В снегу, в поле, вдоль дорог стояли сожженные и разбитые немецкие танки, орудия, тупорылые итальянские грузовики, лежали тела убитых немцев и румын.
Смерть и мороз сохранили для взгляда картину разгрома вражеских армий. Хаос, растерянность, страдание — все было впечатано, вморожено в снег, сохраняя в своей ледяной неподвижности последнее отчаяние, судороги мечущихся на дорогах машин и людей.
Даже огонь и дым снарядных разрывов, чадное пламя костров отпечатались на снегу темными подпалинами, желтой и коричневой наледью.

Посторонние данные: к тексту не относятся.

PR #1792, opened 2025-08-27
fix: work around SPM executable binary target bug

jflan-dd:
Ignore errors from `swift package` commands caused by executable products depending on binary targets

Work around https://github.com/cgrindel/rules_swift_package_manager/pull/1781#issuecomment-3217081119

### DIFF
--- a/go.mod
+++ b/go.mod
@@ -12,7 +12,7 @@ require (
 	github.com/bazelbuild/buildtools v0.0.0-20240918101019-be1c24cc9a44
 	github.com/creasty/defaults v1.8.0
 	github.com/deckarep/golang-set/v2 v2.8.0
-	github.com/spf13/cobra v1.10.0
+	github.com/spf13/cobra v1.10.1
 	github.com/stretchr/testify v1.11.1
 	golang.org/x/exp v0.0.0-20250819193227-8b4c13bb791b
 	golang.org/x/text v0.28.0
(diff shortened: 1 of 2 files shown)


swiftpkg/internal/repository_utils.bzl
```diff
@@ -56,7 +56,7 @@ def _execute_spm_command(
         environment = exec_env,
         working_directory = working_directory,
     )
-    if exec_result.return_code != 0:
+    if exec_result.return_code != 0 and not _can_ignore_spm_error(exec_result):
```
cgrindel, line 59: Are we sure this will work? We still need the JSON. I believe it will not exist if the command fails.

jflan-dd: It outputs valid JSON to stdout in addition to writing the error to stderr. The "problematic" product is missing, but I doubt for this use case anyone intending to use the executable product.
image

cgrindel (approved):

cgrindel (changes requested):
It looks like tidy is failing. I saw at least one issue with the doc string for the new function. Once things are green, we should be good to go.

jflan-dd:
@cgrindel I updated the doc comment. `bazel run //:tidy` didn't catch it and I didn't realize that `bazel test //...` would test only the internal rule tests rather than also running the various example tests. I'll add that to my workflow when contributing here.

cgrindel (approved):

cgrindel:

На запад шли советские войска, на восток двигались толпы пленных.
Румыны шли в зеленых шинелях, в высоких барашковых шапках. Они, видимо, страдали от мороза меньше немцев. Глядя на них, Даренский не ощущал, что это солдаты разбитой армии, — шли тысячные толпы усталых, голодных крестьян, наряженных в оперные шапки. Над румынами посмеивались, но на них смотрели без злобы, с жалостливой презрительностью. Потом он увидел, что с еще большим беззлобием относились к итальянцам.
Другое чувство вызывали венгры, финны, особенно немцы.

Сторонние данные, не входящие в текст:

PR #1967, opened 2026-01-03
feat: add GRDB Linux example with system library and symlink loop fixes

jpsim:
## Summary

- Add GRDB.swift example that works on both macOS and Linux
- Fix filesystem loop detection for GNU `find` on Linux (GRDB has symlink loops in test directories)
- Fix system library linking by extracting `link` declarations from modulemaps
- Fix system library modulemap discovery for targets using `.systemLibrary`

## Details

This PR adds a new GRDB example and fixes several bugs discovered while making it work on Linux:

1. **Filesystem Loop Detection** (`repository_files.bzl`): GNU `find` on Linux fails when it encounters symlink loops (like in GRDB's test directory). The fix detects this specific error and continues with partial results.

2. **System Library Linking** (`swiftpkg_build_files.bzl`): System library targets can declare link dependencies via `module.modulemap` files (e.g., `link "sqlite3"`). These were being ignored, causing linker errors. The fix parses modulemaps and adds `-l` linkopts.

3. **System Library Modulemap Discovery** (`pkginfos.bzl`): System library targets weren't populating `clang_src_info`, so the modulemap path was always `None`. The fix adds special handling for system library targets.

4. **GRDB Snapshot Compatibility**: Uses `configure_package` with `patch_cmds` to add `GRDBCUSTOMSQLITE` define, disabling GRDB's snapshot code path which requires SQLite functions not available on Linux.

## Test plan

- [x] Linux (Docker): `cd examples/grdb_example && ./docker_test.sh`
- [x] macOS: `cd examples/grdb_example && bazel run //:tidy && bazel build //... && bazel run //Sources/GRDBExample`


cgrindel (approved):
LGTM. Thank you!

cgrindel:
@mergifyio queue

А пленные немцы были ужасны.
Они шли с головами и плечами, обмотанными обрывками одеял. На ногах у них были поверх сапог повязаны куски мешковины и тряпья, закрепленные проволокой и веревками.
Уши, носы, щеки у многих были покрыты черными пятнами морозной гангрены. Тихий звон котелков, подвешенных к поясам, напоминал о кандальниках.

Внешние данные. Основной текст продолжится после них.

PR #2022, opened 2026-02-02
fix: exclude paths not working when not at root of repo

luispadron:
Not sure how this was working before (doesnt seem like it?) but for example, the current behavior was returning resource paths within `ios/Market/App` even though `ios/Market` is a target with `excludes: ["App"]`. The issue is it was checking if `ios/Market/App` starts with `App` in order to exclude but in this case it needs to be aware of the `path` for the target.


cgrindel:
@luispadron Oops. I forgot that I had it in the merge queue. Let me know if you want any changes. Sorry about that.

PR #2024, opened 2026-02-02
fix: ignore requires keyword in modulemap

luispadron:
Was failing to when parsing `requires` declarations: https://clang.llvm.org/docs/Modules.html#requires-declaration it seems like these can be skipped instead of us failing on them for valid modulemaps like: https://github.com/DataDog/dd-sdk-ios/blob/develop/DatadogProfiling/Mach/include/module.modulemap


cgrindel:
@mergifyio queue

cgrindel:
@mergifyio requeue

Даренский глядел на трупы, с беспомощным бесстыдством обнажившие свои впалые животы и половые органы, он глядел на румяные от степного морозного ветра лица конвоиров.
Сложное, странное чувство испытывал он, глядя на искореженные немецкие танки и грузовики среди снежной степи, на заледеневших мертвецов, на людей, которые брели под конвоем на восток.
Это было возмездие.
Он вспомнил рассказы о том, как немцы высмеивали бедность русских изб, с гадливым удивлением разглядывали детские люльки, печи, горшки, картинки на стенах, кадушки, глиняных раскрашенных петухов, милый и чудный мир, в котором рождались и росли ребята, побежавшие от немецких танков.
Водитель машины любознательно сказал:
— Глядите, товарищ подполковник!
Четверо немцев несли на шинели товарища. По их лицам, напружившимся шеям было видно, что они скоро сами упадут. Их мотало из стороны в сторону. Тряпье, которым они были обмотаны, путалось в ногах, сухой снег лупил их по безумным глазам, обмороженные пальцы цеплялись за края шинели.
— Доигрались фрицы, — сказал водитель.
— Не мы их звали, — угрюмо сказал Даренский.
А потом вдруг счастье захлестывало его, — в снежном тумане степной целиной шли на запад советские танки — тридцатьчетверки, злые, быстрые, мускулистые…
Из люков, высунувшись по грудь, глядели танкисты в черных шлемах, в черных полушубках. Они мчались по великому степному океану, в снежном тумане, оставляя за собой мутную снеговую пену, — и чувство гордости, счастья перехватывало дыхание…
Закованная сталью Россия, грозная, хмурая, шла на запад.
При въезде в деревню образовался затор. Даренский сошел с машины, прошел мимо стоявших в два ряда грузовиков, мимо крытых брезентом «катюш»… Через дорогу на большак перегоняли группу пленных. Сошедший с легковой машины полковник в папахе серебристого каракуля, какую можно было добыть, либо командуя армией, либо находясь в дружбе с фронтовым интендантом, смотрел на пленных. Конвоиры покрикивали на них, замахивались автоматами:
— Давай, давай, веселей!
Невидимая стена отделяла пленных от водителей грузовиков и красноармейцев, холод, больший, чем степная стужа, мешал глазам встретиться с глазами.
— Гляди, гляди, хвостатый, — сказал смеющийся голос.
Через дорогу на четвереньках полз немецкий солдат. Кусок одеяла, с вылезшими клочьями ваты, волочился следом за ним. Солдат полз торопливо, по-собачьи перебирая руками и ногами, не поднимая головы, точно чутьем вынюхивая след. Он полз прямо на полковника, и стоявший рядом водитель сказал:
— Товарищ полковник, укусит, ей-Богу, целится.
Полковник шагнул в сторону и, когда немец поравнялся с ним, пихнул его сапогом. И некрепкого толчка хватило, чтобы перешибить воробьиную силу пленного. Руки и ноги его расползлись в стороны.